University officials said they were considering removing Ed Meek’s name from the journalism school. And, one of the women who was put in Meek’s post without her knowledge said the post “reeks of racist ideology as well as misogyny.”
Mahogany Jordan of Memphis, Tennessee, is studying computer science at the university in Oxford, Mississippi. In an article Thursday on the website of the student newspaper, The Daily Mississippian, Jordan said she dressed up and had fun with friends after a Saturday football game at Ole Miss. She said she received multiple notifications Wednesday that Meek used her photo on Facebook.
Meek led Ole Miss public relations for 37 years starting in 1964.
On Wednesday, he posted photos of two young black women without using their names, saying the pictures were taken on the town square in Oxford “at 2 a.m. after a ballgame.” Meek wrote: “A 3 percent decline in enrollment is nothing compared to what we will see if this continues … and real estate values will plummet as will tax revenues. We all share in the responsibility to protect the values we hold dear that have made Oxford and Ole Miss known nationally.”
Jordan wrote that Meek failed to criticize people who were fighting on campus or in a local bar or harassing LGBT people.
“As for Ed Meek: one should never use the physical appearance of a person as a measurement of their morality,” Jordan wrote. “I don’t need your apology. In fact, I don’t need anything from the reciprocal guilt you feel after being called out for what you are. The two things that automatically put me at a disadvantage in our society, you’ll never completely understand.”
Ole Miss Chancellor Jeffrey Vitter called on Meek to apologize.
“While we all want to ensure a safe, family-friendly environment at the university and in Oxford, I must condemn the tone and content of Ed Meek’s post,” Vitter wrote on Facebook. “The photos in his post suggest an unjustified racial overtone that is highly offensive.”
Meek subsequently deleted his own post and wrote a new one late Wednesday: “I apologize to those offended by my post. My intent was to point out we have a problem in The Grove and on the Oxford Square.”
The Grove on the Ole Miss campus is a gathering spot for elaborate tailgate parties before football games.
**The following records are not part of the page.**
PR #1766, opened 2026-01-20
Add ability to import otpauth uri from clipboard

### LINKED ISSUE #950: Enter Manually should also allow otpauth: strings
"otpauth://totp/ID.me:...org?secret=....&issuer=ID.me" should also be possible to paste into Enter Manually.

michaelschattgen:
This PR adds the ability to automatically prefill the EditEntryActivity if you have an otpauth uri on your clipboard. It works nicely, however the short "Aegis pasted from clipboard" toast sounds intrusive but there's nothing we can do about it.

Screenshot_20260120_020146

Closes #950.

### DIFF
--- a/app/src/main/java/com/beemdevelopment/aegis/ui/MainActivity.java
+++ b/app/src/main/java/com/beemdevelopment/aegis/ui/MainActivity.java
@@ -17,6 +17,7 @@ import android.provider.Settings;
 import android.text.Spannable;
 import android.text.SpannableStringBuilder;
 import android.text.style.StyleSpan;
+import android.util.Log;
 import android.view.KeyEvent;
 import android.view.LayoutInflater;
 import android.view.Menu;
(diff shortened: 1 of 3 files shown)


app/src/main/java/com/beemdevelopment/aegis/util/ClipboardUtils.java
```diff
@@ -0,0 +1,24 @@
...
+
+        ClipData clip = clipboard.getPrimaryClip();
+        if (clip == null || clip.getItemCount() == 0) return null;
+
+        ClipData.Item item = clip.getItemAt(0);
+        CharSequence cs = item.coerceToText(context);
+        if (cs == null) return null;
+
+        String text = cs.toString().trim();
+        return text.isEmpty() ? null : text;
```
alexbakker: I don' think we use this one line if statement style anywhere in the codebase. I'd prefer to keep it consistent.

app/src/main/java/com/beemdevelopment/aegis/ui/MainActivity.java
```diff
@@ -470,6 +471,34 @@ private void onPreferencesResult() {
...
+                Dialogs.showSecureDialog(new MaterialAlertDialogBuilder(this)
+                        .setTitle(R.string.import_from_clipboard_title)
+                        .setMessage(message)
+                        .setPositiveButton(R.string.yes, (dialog, which) -> startEditEntryActivityForNew(new VaultEntry(parsed)))
+                        .setNegativeButton(R.string.no,  (dialog, which) -> startEditEntryActivityForManual())
+                        .create());
+
+                return;
+            } catch (GoogleAuthInfoException e) {
+                Log.w("EntryActivity", "Clipboard contained invalid Auth URI", e);
```
alexbakker: Perhaps a ``Log.i`` with "Clipboard did not contain a valid otpauth URI" without the exception would be better here. Otherwise we're writing an exception + stacktrace to the log every time the user has something random on their keyboard and wants to add a new entry.

alexbakker (changes requested):
Looks good to me apart from 2 nitpicks!

alexbakker (approved):

PR #1774, opened 2026-02-12
Inverted buttons position in dialog_select_groups

WAPEETY:
As a user I've always found quite annoying the fact that those two buttons are inverted, all the times happens that I touch the clear button since usually in UIs the rightmost button is the save (or confirm) one.

Feel free to accept or refuse this PR.

PS: I didn't actually test it but I think will work, when I'll have a proper device will do


WAPEETY:
IMG_20260212_214408

works!

WAPEETY:
So?

WAPEETY:
can this be merged now?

The university’s Black Student Union said Meek’s original post implies African-American women cause real estate values to drop. “His statement has clear racial undertones that must be addressed,” the group said in a statement posted to Twitter.
Meek led Ole Miss public relations for 37 years, starting in 1964. A petition seeks to remove his name from the journalism school, which was named for him after he and his wife donated $5.3 million in 2009.
The university has struggled for decades to deal with its own history of troubled race relations. White mobs rioted on campus in the autumn of 1962 as James Meredith became the first black student to enroll at Ole Miss; military troops were called in and Meredith was escorted by federal marshals.
Mississippi’s population is about 38 percent black, and black students made up 12.7 percent of the Ole Miss enrollment in 2017. Current figures are not yet available.
In an effort to promote racial diversity in recent years, the school renamed a street that had been called Confederate Drive and installed plaques to provide historical background, including on a Confederate soldier statue that has stood for generations in a prominent spot on campus
In July 2017, the university announced it would put up signs acknowledging that some buildings on campus were built with slave labor. The university also announced then that it would remove the name of James K. Vardaman from a building. Vardaman, a white supremacist, was Mississippi’s governor from 1904 to 1908 and a U.S. senator from 1913 to 1919.